High-Risk Medication Prescriptions in Primary Care for Women Without Documented Contraception

Bethany D. Panchal, MD; Rebecca Cash, MPH, NRP; Camille Moreno, DO; Emily Vrontos, PharmD; Cheryl Bourne, CNP; Sandra Palmer, DO; Amy Simpson, DO; Ashish R. Panchal, MD, PhD


J Am Board Fam Med. 2019;32(4):474-480. 

In This Article

Abstract and Introduction


Introduction: During pregnancy, women may be exposed to teratogenic medications resulting in a risk of complications and poor maternal-fetal outcomes. The objective of this study was to evaluate the prescription of teratogenic medications in women of childbearing age and the associated prescription of contraception in the primary care setting.

Methods: The use of high-risk, potentially teratogenic, medications was retrospectively evaluated in women of childbearing age (13 to 45 years old) at 2 family medicine practices.

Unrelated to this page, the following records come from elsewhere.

PR #125, opened 2023-06-29
feat: add faster-whisper impl with new gRPC spec

DayOfThePenguin:
Rebased my faster-whisper implementation to use the go api backend and the new gRPC spec

### DIFF
--- a/api/backends/hf/hf.go
+++ b/api/backends/hf/hf.go
@@ -1,0 +1,155 @@
+package hf
+
+import (
+	"context"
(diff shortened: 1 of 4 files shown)


DayOfThePenguin:
It might be worth me adding an example of how to run the faster-whisper model container locally with GPUs before we merge this so it's easier to reproduce

DayOfThePenguin:
`docker run -it -p 50051:50051 --gpus all leapfrogai/faster-whisper:latest`

PR #138, opened 2023-07-10
Add config endpoint and example to mpt-7b-chat

gerred:


gerred:
keeping this open while we merge this in with another branch, but this PR itself will end up getting closed.

PR #154, opened 2023-07-31
Add API auth with optional postgres DB

DayOfThePenguin:
Existing leapfrog functionality is unchanged if you add the -nodb flag when you run the binary.

Database stand-up and initial migrations are in /migrations. docker-compose demonstrates the stand-alone job for db initialization and migration.

Also added in `finish_reason` handling for compatibility with smart-chatbotui and the other chatbotui clones.


gerred:
After talking with everyone, going a different direction to keep auth itself out of LeapfrogAI.

PR #259, opened 2024-02-28
Migrate Hugo Docs into main repo

gphorvath:


jalling97:
Does it make sense to merge the `docs` and `docs-website` folders? It looks like the only usage of the current `docs` folder is to hold the vectordb ADR, a leapfrogai png, and the customer pngs. I feel like the pngs could be moved to the assets subfolder and the ADRs remain its own folder within the combined `docs` or moved to a wiki, however we want to track those going forward.

jalling97 (approved):

bdfinst (approved):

Charts were reviewed for medication use and whether patients received a form of birth control (medication, sterilization, or postmenopausal) with the teratogenic medications. A multivariable logistic regression model was used to estimate the age-adjusted association between receiving a teratogenic medication and contraception. A subgroup analysis excluding ondansetron was also performed.

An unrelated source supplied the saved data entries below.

PR #268, opened 2024-03-19
chore: Consolidate our repos into a monorepo

YrrepNoj:
Consolidate several of our repo's into a monorepo.

This PR consolidates the functional bits from the following repositories:
  - https://github.com/defenseunicorns/leapfrogai-api
  - https://github.com/defenseunicorns/leapfrogai-sdk

### DIFF
--- a/.gitignore
+++ b/.gitignore
@@ -27,13 +27,5 @@ config.json
 generation_config.json
 vocabulary.json
 
-
-# Generated Code
-src/leapfrogai_api/types/audio
-src/leapfrogai_api/types/chat
-src/leapfrogai_api/types/completion
-src/leapfrogai_api/types/embeddings
-src/leapfrogai_api/types/name
-
 # go binaries
 api/main
--- a/.gitignore
+++ b/.gitignore
@@ -13,6 +13,9 @@ temp/
 zarf-sbom/
 /values.yaml
 .pytest_cache
+*egg-info
+build/
+*.whl
 
 # local model and tokenizer files
 *.bin
@@ -23,6 +26,14 @@ tokenizer.json
 config.json
 generation_config.json
 vocabulary.json
+
+
+# Generated Code
+src/leapfrogai_api/types/audio
+src/leapfrogai_api/types/chat
+src/leapfrogai_api/types/completion
+src/leapfrogai_api/types/embeddings
+src/leapfrogai_api/types/name
 
 # go binaries
 api/main
--- a/Makefile
+++ b/Makefile
@@ -13,6 +13,13 @@ help: ## Display this help information
 		{printf "\033[36m%-30s\033[0m %s\n", $$1, $$2}'
 
 
+clean: ## Clean up all the things (packages, build dirs, compiled .whl files, python eggs)
+	-rm zarf-package-*.tar.zst
+	-rm -rf build
+	find . -name '*.whl' -delete
+	find . -name '*.egg-info' -type d -exec rm -rf {} +
+
+
 build-wheel: ## Build the wheel for the leapfrogai_api module
 	python -m pip wheel . -w build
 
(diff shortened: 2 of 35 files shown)


.gitignore
```diff
@@ -24,5 +27,13 @@ config.json
 generation_config.json
 vocabulary.json
 
+
+# Generated Code
+src/leapfrogai_api/types/audio
```
YrrepNoj, line 32: At first I thought it would make sense to not check in the generated code. I started second guessing that over the weekend though...

Any thoughts?

Makefile
```diff
@@ -0,0 +1,44 @@
...
+			--python_out=src/. \
+			--grpc_python_out=src/. \
+			src/leapfrogai_api/types/proto/leapfrogai_api/types/**/*.proto
+
+
+local-registry: ## Start up a local container registry. Errors in this target are ignored.
+	-docker run -d -p 5000:5000 --restart=always --name registry registry:2
+
+
+build-api: local-registry build-wheel ## Build the leapfrogai_api container and Zarf package
```
YrrepNoj, line 39: This make target is a bit... ✨ extra ✨. It's a little complex, but I think it achieves a good thing...

Any thoughts?

packages/api/zarf.yaml
```diff
@@ -0,0 +1,29 @@
...
+    charts:
+    - name: leapfrogai 
+      namespace: leapfrogai
+      localPath: chart
+      version: 0.0.1
+      valuesFiles:
+        - "lfai-values.yaml"
+    images:
+      - "ghcr.io/defenseunicorns/leapfrogai/api:###ZARF_PKG_TMPL_LEAPFROGAI_IMAGE_VERSION###"
+      - "kiwigrid/k8s-sidecar:1.23.3"
```
YrrepNoj, line 29: NOTE: We switched to dockerhub for our kiwigrid image.

pyproject.toml
```diff
@@ -0,0 +1,76 @@
+[project]
```
YrrepNoj, line 1: @gerred You and I should talk about how we want to tackle this pyproject.toml file.

src/leapfrogai_api/main.py
```diff
@@ -0,0 +1,39 @@
+import asyncio
```
YrrepNoj, line 1: Add the [unit tests we already had](https://github.com/defenseunicorns/leapfrogai-api/blob/main/tests/test_main.py) for the api python code

packages/api/zarf.yaml
```diff
@@ -0,0 +1,29 @@
+# yaml-language-server: $schema=https://raw.githubusercontent.com/defenseunicorns/zarf/main/zarf.schema.json
```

Results: A total of 3,956 nonpregnant women were included with 988 (25%) prescribed at least 1 high-risk medication. The most commonly prescribed high-risk medications were ondansetron (n = 724, 73%) and lisinopril (n = 195, 20%). More than half (55%) of the women prescribed a high-risk medication were without a form of birth control. When ondansetron was excluded, 10% of the population was prescribed at least 1 high-risk medication with 62% also without a form of birth control. Women less than 25 years of age had decreased odds of receiving contraception when prescribed a teratogenic medication (adjusted odds ratio, 0.47; 95% confidence interval, 0.34–0.66).

Conclusion: In a family medicine setting, 25% of women of childbearing age were prescribed a high-risk medication with over half not having evidence of contraception management. Interestingly, younger age women had lower odds of receiving contraceptive management when prescribed high-risk medications. Prescribers should be aware of and counsel on the risks of teratogenic medications and regularly evaluate reproductive plans for patients.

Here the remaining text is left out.